Cost #1 - Long-term Economic Cost
As I wrote about with the Tumblr acquisition we have a wealth creation problem. Tumblr and Waze didn't have 200 employees combined at the time of sale. The vast majority of the money goes to a very small number of individuals - founders and investors. There are a lot of people who make such a deal happen (the later stage employees and the hundreds of thousands of pensioners who combined participated during the investment stage), but they don't see a return commiserate for the level of exposure. I classified it as "Don't Hate the Player. Hate the Game," because in their positions, I'm not sure I would have done differently. Yet, while the gains from the sale don't sit under a mattress, the nature of the funds and the highly skewed distribution means that only wealth creation not job creation comes from these exits. Again, the players are optimizing for the current system, but the current system has serious flaws.
Cost #2 - Caveat Employee
Most employees at startups have some way to make money if the company exits. I can remember my first job. Today, the company would be called a tech startup, back then, though, it was just an internet company. Fresh from a liberal arts degree and despite four years hanging in proximity with business students, I still thought "ibanking" was some form of online bank initiative. Needless to say, I didn't really think much about stock options when I joined. The employees of today have greater access to information to understand options and valuations, but a great number of the best employees don't really know and/or the company keeps opaque the information they would need to understand what they have and could make.
When you are Snapchat or Fab, it's your insane growth that allows you have insane money available, but outside of a few rare cases (Google, Facebook, and Twitter) this money has some serious handcuffs - not for the founders as much as the rank and file employees. First, the founders. Virtually no company raises $100mm+ to put solely towards the business. Rounds like these, even if done by more classic venture firms (as opposed to private equity), have some private equity components to them, namely early shareholders cashing in - from founders to early investors. The percentage of one's holdings being cashed in is usually limited to keep the proverbial skin in the game, but the practice arguably does more harm than good.
If you are the founder of a stupid fast growth company kind of needs it, but doesn't REALLY need it or that much of it, e.g., Snapchat, you are absolutely going to sell some of your own shares (instead of issuing more or just using the money to fund growth). You've seen your value grow from very little, e.g., $10mm to $1bn, a 100x increase. The main reason for not wanting to sell would be if you were selling a large stake, and your shares only increased by a modest amount. Then, it makes sense to hold on longer and see if there is greater appreciation later.

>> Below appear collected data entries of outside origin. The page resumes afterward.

PR #227, opened 2019-01-24
Allow registration of Store initialization lambdas

Chekote:
## Problem:
When the StoreContext was a trait in FlexibleMink 1.0, it used a method_exists() check to determine if there was a onStoreInitialized() method, and called it if so. This was used by consumers to register certain nouns that should be available to all tests in the suite, such as "Browser" which would provide the IP Address etc of the client's browser. Since the StoreContext is no longer a trait, this method does not work.

## Fix:
I replaced the method_exists() check with a registerInitialization() method that the consumer can pass a lambda to. The lambda will be called immediately after the store is reset between each test scenario, allowing the store to be seeded or modified as necessary.

### DIFF
--- a/src/Medology/Behat/StoreContext.php
+++ b/src/Medology/Behat/StoreContext.php
@@ -23,6 +23,9 @@ class StoreContext extends Store implements Context
     /** @var Assert */
     protected $assert;
 
+    /** @var callable[] array of functions to call after the registry is cleared to initialize it for use */
+    protected $initializations;
+
     /** @var Key the key service for the noun-store */
     protected $key;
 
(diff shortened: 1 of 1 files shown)


healthlabs-bugman:

src/Medology/Behat/StoreContext.php
```diff
@@ -58,11 +62,21 @@ public function clearRegistry()
     {
         $this->reset();
 
-        if (method_exists($this, 'onStoreInitialized')) {
-            $this->onStoreInitialized();
+        foreach ($this->initializations as $callable) {
+            $callable($this);
```
jose-ochoa: Should $callabe be checked to ensure it is callable?

Chekote: I could do that, but it's a protected array and the only way to add an element to it is to call the `registerInitialization()` method which is typed to `callable` so I feel that it's pretty much protected already. Sure, someone could add code that adds a non-callable to the collection in this class, but I feel like that should be caught at code review since the collection is clearly typed as `callable[]`.

PR #231, opened 2019-02-01
Check element with text in QA 1.0

fortoulrodolfo:
For #7319

Added method in QA trait to check a checkbox within a `QA element`.

### DIFF
--- a/src/Behat/FlexibleMink/Context/QualityAssurance.php
+++ b/src/Behat/FlexibleMink/Context/QualityAssurance.php
@@ -2,6 +2,7 @@
 
 use Behat\Mink\Element\NodeElement;
 use Behat\Mink\Exception\ExpectationException;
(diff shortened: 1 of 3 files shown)


src/Behat/FlexibleMink/Context/QualityAssurance.php
```diff
@@ -151,4 +152,43 @@ public function assertQaIDIsNotVisibleInDocument($qaId)
...
+            );
+
+            if (!$targetElement) {
+                throw new ExpectationException(
+                    "Checkbox with label '$checkbox' was not found within '$qaId'",
+                    $this->getSession()
+                );
+            }
+
+            if ($action === 'check') {
```
jose-ochoa: The `$action` argument can only be two values please throw an exception if it is not valid

PR #240, opened 2019-03-30
Upgraded to PHPUnit 5.7.27.

hopeseekr:
Also set the minimum required PHP version to 5.6.0.


Chekote:
Ideally, no one should be using PHP 5.4 at this point, but this project is compatible with PHP 5.4, so upping the minimum required version is not necessary or appropriate.

PR #246, opened 2019-05-16
 Add Assert Elements Exist & Nth Element Exist Steps

juanmrad:
### Issue:
We need to be able to get all elements on the page or the nth element from a page in order to confirm it exist or further steps to use them. 

### Solution:
Add functions to be able to assert elements exist on the page and to get the nth element on the page.

### DIFF
--- a/src/Behat/FlexibleMink/Context/FlexibleContext.php
+++ b/src/Behat/FlexibleMink/Context/FlexibleContext.php
@@ -254,13 +254,13 @@ class FlexibleContext extends MinkContext
     /**
      * {@inheritdoc}
      */
-    public function assertElementsExist($element, $selectorType = 'css')
+    public function assertElementsExist($elementsSelector, $selectorType = 'css')
     {
         $session = $this->getSession();
 
-        return $this->waitFor(function () use ($session, $selectorType, $element) {
-            if (!$allElements = $session->getPage()->findAll($selectorType, $element)) {
-                throw new ExpectationException("No '$element' was not found", $session);
+        return $this->waitFor(function () use ($session, $selectorType, $elementsSelector) {
+            if (!$allElements = $session->getPage()->findAll($selectorType, $elementsSelector)) {
+                throw new ExpectationException("No '$elementsSelector' was not found", $session);
             }
 
             return $allElements;
@@ -270,12 +270,12 @@ class FlexibleContext extends MinkContext
     /**
      * {@inheritdoc}
      */
-    public function assertNthElement($element, $nth, $selectorType = 'css')
+    public function assertNthElement($elementSelector, $nth, $selectorType = 'css')
     {
-        $allElements = $this->assertElementsExist($element, $selectorType);
+        $allElements = $this->assertElementsExist($elementSelector, $selectorType);
 
         if (!isset($allElements[$nth - 1])) {
-            throw new ExpectationException("Element $element $nth was not found", $this->getSession());
+            throw new ExpectationException("Element $elementSelector $nth was not found", $this->getSession());
         }
 
         return $allElements[$nth - 1];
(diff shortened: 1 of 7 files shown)


healthlabs-bugman:
Paging @fortoulrodolfo to review the front-end work in this pull request!

.idea/php.xml

src/Behat/FlexibleMink/Context/FlexibleContext.php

In this hypothetical case meant to mirror Snapchat or Fab, let's assume 40% of the funds go towards buying shares from the founders/early investors. In the case of a $100mm round, that's $40mm, or 4% of the company. Let's also assume they get 80% of the $40mm, or $32mm to split. They now have $16mm in long-term capital gains income. More importantly, they still have a ton of equity still in the company, so their dreams of becoming multi-hundred millionaires or more are still in tact. If the percentage of money going to buy out existing founders is higher, or if the round is larger, the numbers are even more attractive all the way around. It's no inconceivable for instance that the CEO of Fab has taken out $30mm+ during the company's $310mm intake.

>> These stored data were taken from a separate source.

PR #248, opened 2019-06-04
Moving NodeElement::press into waitFor.

awesomeousPrime:
The pressing of the node element when pressing a button should also be
surrounded by the waitFor method.

There is a scenario that is attempting to scroll to the bottom where a button is and then press it.  What's happening is that at times the scroll is triggered, and the button is attempted to be pressed before the browser has gotten to the desired scroll area. This causes an exception to be thrown but since the `$button->press()` is outside the waitFor lambda, the button pressing is not re-tried.

The pressing of the button should also be included in a `waitFor` to try and recover from an error when this happens.

Issue: Medology/stdcheck.com#7989

### DIFF
--- a/src/Behat/FlexibleMink/Context/FlexibleContext.php
+++ b/src/Behat/FlexibleMink/Context/FlexibleContext.php
@@ -928,6 +928,8 @@ class FlexibleContext extends MinkContext
 
     /**
      * {@inheritdoc}
+     *
+     * @throws ExpectationException If Button is found but not visible in the viewport.
      */
     public function pressButton($locator)
     {
@@ -940,9 +942,10 @@ class FlexibleContext extends MinkContext
             if ($button->getAttribute('disabled') === 'disabled') {
                 throw new ExpectationException("Unable to press disabled button '$locator'.", $this->getSession());
             }
-
-            $button->press();
         });
+
+        $this->assertNodeElementVisibleInViewport($button);
+        $button->press();
     }
 
     /**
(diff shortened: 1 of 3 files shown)


healthlabs-bugman:

awesomeousPrime:
!reassign testing @Chekote

healthlabs-bugman:

awesomeousPrime:
!reassign back-end @juanmrad

healthlabs-bugman:
Paging @juanmrad to review the back-end work in this pull request!

awesomeousPrime:
Reassigning reviewers to match the changes for the 1.0 branch pull request since that has already been reviewed and the changes are the same.

awesomeousPrime:
Removing reviewers for the moment since changes still have to be made.

awesomeousPrime:
@Chekote 1.0 Branch pull request version of: 
https://github.com/Medology/FlexibleMink/pull/249

I've gone ahead and applied the same code review change items mentioned in the other PR.

src/Behat/FlexibleMink/Context/FlexibleContext.php
```diff
@@ -928,6 +928,8 @@ public function hitKey($key)
 
     /**
      * {@inheritdoc}
+     *
+     * @throws ExpectationException If Button is found but not visible in the viewport.
```
Chekote: When a class is implementing an interface (or a pseudo-interface such as with the traits here), you should always put the updated throws on the interface. If the implementation throws an exception that is not declared on the interface, then your implementation violates the interface's contract. There is no way that a developer coding against the interface would know that this exception is a possibility.

src/Behat/FlexibleMink/Context/FlexibleContext.php
```diff
@@ -1241,6 +1244,26 @@ public function waitForPageLoad($timeout = 120)
...
     }
 
+    /**
+     * Asserts that the node element is visible in the viewport.
+     *
+     * @param  NodeElement          $element Element expected to be visble in the viewport.
+     * @throws ExpectationException If the element was not found visible in the viewport.
+     * @throws Exception            If the assertion did not pass before the timeout was exceeded.
+     */
+    public function assertNodeElementVisibleInViewport(NodeElement $element)
```
Chekote: Please add this to FlexibleContextInterface and move the docblock there, replacing the docblock here with `{@inheritdoc}`.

Now, back to the real problem. Putting that much money in is a risky bet, so those doing it want to maximize their chance for success. That means preference. And, it means that there exists a minimum floor the company must clear in order for everyone else to make any money. If someone puts in money at a $1bn valuation, they don't want the company to sell for $1bn, certainly not less than that, which is why there will be a notion of preference.The employee's won't really know this. They just know the company had a value of around $50mm when they joined. They know that the company has a reported value of $1bn now, so conservatively they will assume their share is worth a minimum 10x when they joined. That's exactly what they hoped would happen, and it gets them excited to stay there. Even if the company doesn't grow or loses just a little value, they are still really excited. But therein lies the rub. What if the company pulls a Foursquare? What if they are still worth a good amount of money, but they haven't grown from the last time they took in money, or they haven't grown enough. Chances are the employees shares are actually worthless, even though the company has grown appreciable since they started.

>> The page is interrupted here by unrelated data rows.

PR #254, opened 2019-07-18
Nested get feature

rashidsaf:
## Feature  
 - Modification in `StoreContext::get()`  method will allow you access chained(nested) object or arrays such as: 

     `$obj1->$obj2->...$objn->attribute` or `$arr1[$arr2['atribute']]`

     Syntax: `Foo's Bar's attribute` or `Foo.Bar.attribute`
- Created `StoreContext::setThingProperty()` method to be able to assign elements to objects/arrays such as:

     `$bazObject->fooProperty = $barObject`

     Syntax: `"barObject" is stored as property "fooProperty" of "bazObject"`

#### Examples:
- Step `I update the "Customer's Order's feature"`
- Step `the following "App\Model\Foo's Bar's Obj" should exist in the system`

### Backend
- Modified `StoreContext::get()` method 
- Created `StoreContext::setThingProperty()` method 

### Testing
- Testing nested object setting and retrieving, also checking method handling on non-object types


healthlabs-bugman:
Paging @smijo149 to review the back-end work in this pull request!

smijo149:
@rashidsaf I couldn't figure out the relation between this PR and the issue attached to it. Please verify if the issue attached to it is correct. And if it is correct then I would like to discuss it with you.

rashidsaf:
> @rashidsaf I couldn't figure out the relation between this PR and the issue attached to it. Please verify if the issue attached to it is correct. And if it is correct then I would like to discuss it with you.

The issue and PR is not directly related but Donald suggested to create this PR. The idea is  to create more generic functionality that I also used for the testing of this Bug issue

src/Behat/FlexibleMink/Context/StoreContext.php
```diff
@@ -84,6 +88,68 @@ public function assertIsStored($key, $nth = null)
...
+    /**
+     * Retrieves a value from a nested array or object using array list.
+     * (Modified version of data_get() laravel > 5.6).
+     *
+     * @param  mixed    $target    The target element
+     * @param  string[] $key_parts Key string dot notation
+     * @param  mixed    $default   If value doesn't exists
+     * @return mixed
+     */
+    public function data_get($target, array $key_parts, $default = null)
```
smijo149: In this function I see that the return statement repeats several times, `return $this->closureValue($default);`. So I just came up with an equivalent function. Please verify whether this works,

```php
    public function data_get($target, array $key_parts, $default = null)
    {
        if (empty($key_parts)) {
            return $target;
        }
        foreach ($key_parts as $segment) {
            if ((is_array($target) || $target instanceof ArrayAccess || is_object($target)) && (isset($target[$segment]) || isset($target->{$segment}))) {
                $target = isset($target[$segment]) ? $target[$segment] : $target->{$segment};
            } else {
                return $this->closureValue($default);
            }
        }
        return $target;
    }
```

rashidsaf: I tried, it didn't work. The problem is conditions are tight to each other so mixing all would create a problem. Maybe I should keep as it is , because its also easy to read and understand

src/Behat/FlexibleMink/Context/StoreContext.php
```diff
@@ -84,6 +88,68 @@ public function assertIsStored($key, $nth = null)
...
+                if (!isset($target->{$segment})) {
+                    return $this->closureValue($default);
+                }
+                $target = $target->{$segment};
+            } else {
+                return $this->closureValue($default);
+            }
+        }
+
+        return $target;
```
Chekote: This method is a little long. We should extract the body of the 1st three if / else statements into their own methods:

```
getArrayValue()
getArrayAccessValue()
getObjectValue()
```

src/Behat/FlexibleMink/Context/StoreContext.php
```diff
@@ -111,11 +177,14 @@ public function get($key, $nth = null)
...
-        if (!$this->isStored($key, $nth)) {
+        list($target_key, $key_parts) = $this->parseKeyNested($key);
+
+        if (!$this->isStored($target_key, $nth)) {
             return;
         }
 
-        return $nth ? $this->registry[$key][$nth - 1] : end($this->registry[$key]);
+        return $nth ? $this->data_get($this->registry[$target_key][$nth - 1], $key_parts) :
+            $this->data_get(end($this->registry[$target_key]), $key_parts);
```
Chekote: When wrapping a ternary onto multiple lines, please place the "body" of the if and else on their own lines:

```php
        return $nth
            ? $this->data_get($this->registry[$target_key][$nth - 1], $key_parts)
            : $this->data_get(end($this->registry[$target_key]), $key_parts);
```

This makes it easier to read because each component of the ternary is neatly isolated on its own line, so the reader can quickly parse either the individual components or the entire ternary as necessary.

src/Behat/FlexibleMink/Context/StoreContext.php
```diff
@@ -380,4 +449,38 @@ public function assertThingPropertyContains($thing, $property, $expected)
             throw new Exception("Expected the '$property' of the '$thing' to contain '$expected', but found '$actual' instead");
         }
     }
+
+    /**
+     * Assign the element of given key to the target object/array under given attribute/key.
+     *
+     * @Given /^"([^"]*)" is attached to "([^"]*)" with "([^"]*)" attribute$/
```
Chekote: What's the use-case for this? I have concerns about the assumption that we should immediately call save on an Eloquent model. Also having FlexibleMink have to know about Eloquent is something I'd prefer to avoid if possible.

rashidsaf: As you mentioned above the main purpose is to set things as object property or array value. I couldn't find the method for this purpose So I created one. I used this to test the `get()` method and also it can be used for other purposes. Maybe I should change the given syntax to something like `@Given /^"([^"]*)" is stored as (key|property) "([^"]*)" of  "([^"]*)"$/`

rashidsaf: @Chekote I will remove `save()` method. If needed we can make another test method and wrap this function and gain ability to store eloquent models.

src/Behat/FlexibleMink/Context/StoreContext.php
rashidsaf: Done

src/Behat/FlexibleMink/Context/StoreContext.php
```diff
@@ -59,7 +62,8 @@ public function assertThingIs($key, $expected = null)
     {
         if (($actual = $this->get($key)) !== $expected) {
             throw new Exception(
-                "Expected $key to be " . var_export($expected, true) . ', but it was ' . var_export($actual, true)
+                "Expected $key to be " . var_export($expected, true) . ', but it was ' .
+                var_export($actual, true)
```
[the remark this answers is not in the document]
rashidsaf: I reverted it. It should be same as in 1.0 branch

src/Behat/FlexibleMink/Context/StoreContext.php
rashidsaf: Done

Chekote: My apologies, I seem to have lead you astray with this recommendation. I didn't notice the requirement of having the bodies of the if and else have to also return from the function instead of just assigning a value to `$target`.

Now that the change has been made, I can see that although the result is fewer lines in the original method, it's actually harder to read. Additionally, it has introduced a bug where if any of the values are falsey, the default will be returned when it should not have been.

Please revert this commit and the following related style commits and we will go with your original implementation.

rashidsaf: I reverted back to the initial one. Please check

Chekote:
This looks good. Now that we are happy with the implementation, can you please also open a PR to implement this in FlexibleMink 2.0.

PR #256, opened 2019-07-31
Fix the parallelization for PHP 7.1

manuerumx:
### Context
Behat uses the Symfony dependency injection component. So, every single decorator has a priority.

The REAL problem is motivation. Employees joined for the leaders and the idea. If things start to turn sour at this stage, how will the leader react? They have generally made enough money (tens of millions) that no matter what they say, deep down inside, the same hunger just isn't there. They don't NEED this to work out, whereas when they started, they did. It's a subtle mental shift, but sometimes that's all it takes for a founder to not try as hard, for a co-founder to walk away, or any number of scenarios where when the company needs to dig deepest, the spirit and ability to do so just isn't there. That's the real problem. Later stage, super high valuations mean bigger gambles, more restrictions, all while the founding team has enough money where feeling that hunger becomes harder and harder. It means employees have a harder time seeing the upside, even if the company appreciated greatly during their tenure. They are now in an some or nothing scenario, and the very people they need to see anything might not be able to give it their all.